# your favorite 223 loads



## airforcehobit (Aug 6, 2008)

I just picked an AR in 223 ( got a good deal) I am a die hard 243 fan but thoose double kept me wishin for a semi gun.

At any rate i have been shooting tons of differnt round looking for the clover of doom. Leaning to the 69 grain nosler custom comp. I really need a good wind bucker that carries energy to the 400 and 500 mark.

Tell me about you favorite 223 loads 22-250 guys don't tear me up to bad


----------



## MidwestMike (Jul 27, 2011)

What twist, powder, and brass? I've got a Stag model 6 w/ 24" 1-8 twist bull barrel and it loves 55 grain Sierra G.K.'s pushed by 26 grains of Varget. I use Lake City brass, so it holds a little more powder than some others. I shot some 75 gr. A-Maxes that I had to single load, but my rifle didn't like them? I gave a guy at my gun club a hand full, and his shot them 1 hole? Same twist, different company. That is supposed to be a great bullet, with a high BC? Wish mine liked them. They are about the best "wind bucking" 223 bullet out there I think?
Good Luck, Mike :sniper:


----------



## airforcehobit (Aug 6, 2008)

1-9 is the twist rate I don't handload i really need to start but i can't dig up the 800 to start out right. Till my baby boy hits 18 (17 and half years from now) i think i will be stuck with factory loads. I have feed it tons of different loads 35gr-77gr and can't get under an MOA its a R-15 22" fluted rifle length rifle. It was broke in properly and cleaned after each change of ammo. I have been told i need to do a barrel swap to a noveske or i need to do a conversion to a round thats better suited to what i want to do(500 yd and less coyote gun). I am gonna run a couple more rounds and if it won't shoot under an inch i was just consider it a 300 and closer gun and live with it for the year. thanks for any input in advance.


----------



## xdeano (Jan 14, 2005)

let me know if you want to reload some stuff, i can always drop by with my bench press. All you need is components and dies and I'll show you how. It's not hard by any means and if you can save a few bucks to put toward the little one all the better.

Deano


----------



## Fallguy (Jan 23, 2004)

xdeano is a good reloading teacher he will show you the ropes.
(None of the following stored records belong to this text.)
PR #12404, opened 2019-01-12
[CORS] Correctly determine server from which IDE was loaded

### LINKED ISSUE #12403: Gwt ide in sidecar is not working due to CORS configuration on ws-agent
### Description
Ws-agent by default set cors filter configuration to allow request only from che.api. But if gwt ide running as sidecar it loads IDE not from the master but from a different server running in the dedicated container.
We need to change default cors logic to be more similar to workspace loader. https://github.com/eclipse/che/blob/master/workspace-loader/src/index.ts#L349-L361
It should detect ide location from servers configuration or fallback to ide attribute of workspace configuration.

output

### Reproduction Steps
- Enable GWT Editor

- Start workspace
- Try to create project

- In console you can see CORS errors

skabashnyuk:
### What does this PR do?
Correctly determine server from which IDE was loaded for the GWT IDE running as a sidecar
Additional changes:
- Update version of tomcat. Now it uses latest Che tomcat 8.5.x
- ws agent CORS providers moved from core/che-core-api-core wsagent/che-wsagent-core/
- added test-logback.xml to reduce log output

Fixes https://github.com/eclipse/che/issues/12403

#### Release Notes
n/a

#### Docs PR
n/a


skabashnyuk:
ci-test

benoitf (approved):

wsagent/che-wsagent-core/src/main/java/org/eclipse/che/wsagent/server/CheWsAgentCorsAllowedOriginsProvider.java
```diff
@@ -0,0 +1,99 @@
...
+    }
+  }
+
+  @Override
+  public String get() {
+    LOG.debug("allowedOrigins {} ", allowedOrigins);
+    return allowedOrigins;
+  }
+
+  private String getIdeUrl(WorkspaceDto workspaceDto) {
```
mshaposhnik, line 89: Maybe it's  easier to just get the link by [this](https://github.com/eclipse/che/blob/master/wsmaster/che-core-api-workspace-shared/src/main/java/org/eclipse/che/api/workspace/shared/Constants.java#L24 ) rel from WS links ?

skabashnyuk: I'm using this link here https://github.com/eclipse/che/pull/12404/files#diff-11cbb1d2057d9e410a50d3a7c532cc2bR71 in case if there is no server declared with ide attribute aka Che6 mode for GWT Ide

mshaposhnik: So can it be different between server url and link in workspace?

skabashnyuk: yes

wsagent/che-wsagent-core/src/main/java/org/eclipse/che/wsagent/server/CheWsAgentCorsAllowedOriginsProvider.java
```diff
@@ -0,0 +1,99 @@
...
+
+  @Inject
+  public CheWsAgentCorsAllowedOriginsProvider(
+      @Named("che.api") String apiEndpoint,
+      @Nullable @Named("che.wsagent.cors.allowed_origins") String allowedOrigins,
+      HttpJsonRequestFactory httpJsonRequestFactory)
+      throws ApiException, IOException {
+    this.apiEndpoint = apiEndpoint;
+
+    if (allowedOrigins == null) {
```
sleshchenko: such heavy logic for the constructor. What if rewrite it in the following way:
```java
public CheWsAgentCorsAllowedOriginsProvider(@Named("env.CHE_WORKSPACE_ID") String wsId, ....) {
....
  this.allowedOrigins = evaluateOrigins(allowedOrigins, wsId);
}

private String evaluateOrigins(....) {
  if (allowedOrigins != null) {
    return allowedOrigins
  } 

  WorkpsaceDto workpsace = fetchWorkpace(workspaceId);
  Optional<String> ideServerURL = findIdeServerURL(workpsace);

  if (ideServerURL.isPresent()) {
   return UriBuilder.fromUri(ideServerURL.get()).replacePath(null).build().toString();
  } 

  return UriBuilder.fromUri(workspaceDto.getLinks().getOrDefault("ide", apiEndpoint))
               .replacePath(null)
               .build()
               .toString();
}
```
WDYT?

wsagent/che-wsagent-core/src/test/resources/logback-test.xml
```diff
@@ -0,0 +1,27 @@
...
+-->
+<configuration>
+
+    <appender name="stdout" class="ch.qos.logback.core.ConsoleAppender">
+        <encoder>
+            <pattern>%-41(%date[%.15thread]) %-45([%-5level] [%.30logger{30} %L]) - %msg%n</pattern>
+        </encoder>
+    </appender>
+
+    <root level="INFO">
```
sleshchenko, line 23: error log level may reduce build time a bit

sleshchenko (commented):
It would be nice to separate updating of tomcat to separate commit and then merge this PR with `merge` option to have different commits for tomcat updating and fix of determining server.

mkuznyetsov (approved):

skabashnyuk:
ci-test

sleshchenko (approved):
Looks better now

skabashnyuk:
Ci-build

PR #12405, opened 2019-01-13
Add @SuppressWarnings("serial").

monaka:
### What does this PR do?

Just reducing warnings. Not critical.

### DIFF
--- a/core/che-core-db/src/main/java/org/eclipse/che/core/db/jpa/DuplicateKeyException.java
+++ b/core/che-core-db/src/main/java/org/eclipse/che/core/db/jpa/DuplicateKeyException.java
@@ -19,6 +19,7 @@ import org.eclipse.che.core.db.DBErrorCode;
  * @author Yevhenii Voevodin
  * @see DBErrorCode#DUPLICATE_KEY
  */
+@SuppressWarnings("serial")
 public class DuplicateKeyException extends DetailedRollbackException {
 
   public DuplicateKeyException(String message, Throwable cause) {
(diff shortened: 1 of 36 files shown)


core/che-core-db/src/main/java/org/eclipse/che/core/db/jpa/DuplicateKeyException.java
```diff
@@ -19,6 +19,7 @@
  * @author Yevhenii Voevodin
  * @see DBErrorCode#DUPLICATE_KEY
  */
+@SuppressWarnings("serial")
```
sleshchenko, line 22: The only warning that I found during maven build in `/core/che-core-db` module is 
```
[INFO] Compiling 27 source files to /home/serg/projects/che/core/che-core-db/target/classes                                                                                                                       
/home/serg/projects/che/core/che-core-db/src/main/java/org/eclipse/che/core/db/jpa/guice/GuiceJpaInitializer.java:33: warning: [MissingOverride] init implements method in JpaInitializer; expected @Override     
  public void init() {                                                                                                                                                                                            
              ^                                                                                                                                                                                                   
    (see http://errorprone.info/bugpattern/MissingOverride)
  Did you mean '@Override public void init() {'?
Note: /home/serg/projects/che/core/che-core-db/src/main/java/org/eclipse/che/core/db/jpa/eclipselink/GuiceEntityListenerInjectionManager.java uses unchecked or unsafe operations.
Note: Recompile with -Xlint:unchecked for details.
1 warning
```
Can you elaborate which warnings you suppress? What the cause of them? Maybe there is an ability to fix cause instead of suppressing warning?

monaka: Warnings are shown on Eclipse/JDT (not Che).
I can suppress that warnings by settings. But I guess many IDE (except Che) will show this warning by default.

The reason why `@SuppressWarnings("serial")` should be added, it will be some helps to clarify whether "the author of the class decided not to care about serialize" or "he/she just forgot to add `serialVersionUID`."

monaka:
ci-build

musienko-maxim:

Issue #12454, opened 2019-01-17
Release CHE 6.17.0 failed


riuvshin:
release failed on `Che TypeScript DTO Generate and Publish`
the problem is that it publishing to npm registry on `release:prepare` and `release:perform`
while it should push only on perform.

riuvshin:
fixed

PR #12455, opened 2019-01-17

He taught me to do it and I felt prepared to tackle the job myself after his training and many many phone calls for some additional tips. By the way I am still learning every time I do it!


----------



## xdeano (Jan 14, 2005)

And you haven't blown yourself up yet.
Deano


----------



## lesser (Nov 13, 2008)

xdeno is your man as far I see on here. I would lay low with the other know it alls. I have that same gun and got a recipe from a guy that was kind enough to help me. It has been nothing but great as far as accuracy and good at putting lots of coyotes down. I will try to pm you with it if I get a chance to look at my paperwork. As far as my gun I have been very impressed, but I only tried the one round. I have a buddy that shot factory loads and then some of my reloads and they were night and day different. On a bench I would say i could pattern 4 in a 50 cent piece at 100 yards. I don't know how you guys describe that in pro terms, but thats the only way I know how to tell the story.


----------



## MidwestMike (Jul 27, 2011)

Airforce,
You can get a Lee 4 hole turret press for $107.99, and a Lee Pacesetter 223 die set for $25.99 from Midway USA. Buy a couple different powders ( Varget, Benchmark are my 2) @ 20-24 bucks per pound, CCI small rifle primers are 3 bucks or so per 100, and a couple boxes of bullets, (Sierra & Nosler are my Faves) and you are ready to start. Lee gives you lots of powder charge rates, and Hodgdon has ALL you ever need for loading data on line for free. A few more small items from Midway, and Lee, and you are reloading for a couple hundered bucks? I've added a few more things for reloading for my 243 bolt gun, and I am shooting all Bulls eyes with my 243 at 200 yards. It's NOT that expensive to get started, and it's fun, relaxing, and rewarding. :beer: I tried to post a picture, but I guess it was too large of a file. Anyway, check out Midway, and price it all out.
Mike


----------



## airforcehobit (Aug 6, 2008)

Xdeano and his glowing finger of knowledge    
I will have to take you up on that lesson Xdeano let me crunch some numbers.
I will talk to santa and make this happen. 
Thanks MidwestMike


----------



## xdeano (Jan 14, 2005)

funny guy! :rollin:

Well you crunch the numbers and when you get things rolling, just let me know.
I also have a portable rockchucker supreme that i take to the range for load development that can just as easily be transported to your kitchen table. Just let me know.

xdeano


----------



## Fallguy (Jan 23, 2004)

airforcehobit said:


> Xdeano and his glowing finger of knowledge


 :beer:


----------



## jk3hunter (Dec 29, 2010)

26-26.5 grains of Varget and 50 gr V max. Whacks em and stacks em


----------



## Savage+Hornady=BUCK (Sep 21, 2011)

Hornady all the way!!!


----------



## johngfoster (Oct 21, 2007)

Shooting an AR15, or any gas gun for that matter, is a lot harder than a bolt gun. Accuracy is in the barrel and the nut behind the trigger. Gas guns are much less forgiving than bolt guns. To get a true, consistent 10-shot group ALWAYS under an inch is tough. You need good equipment, good ammo, and a good shooter. Anyone can luck out and get the occasional 3-shot group under 1/2", but to get 5 x 5-shot groups ALL under an inch, or multiple 10-shot groups all under an inch...

Heavier bullets buck the wind better, but have more of a rainbow trajectory. They also need a tighter twist barrel. My 1:7 twist 18" SPR with a Douglass SS barrel likes Hornady 75gr TAP FPD and will usually shoot 10-shot groups of 1" to 1.5" at 100yd. I've tried some Black Hills 68gr, but it wasn't as accurate. My hand-loads (77gr SMK, TAC 24.0gr) will consistently get 5 shots under an inch at 100yd, but 10 shots typically are 1 inch too 1.25". At 600yd, I'm typically getting 8" groups on steel.


----------



## airforcehobit (Aug 6, 2008)

Foster I feel ya on your gas gun statement. I can get 5 and 10 round groups around 1.5 but I know i can get more out of her. I think i found a bur from the gas port i am gonna get a season out of the barrel then switch to Noveske. But first i get try hand loading I have heard great things about these barrels but I can get mine to shape up

thanks


----------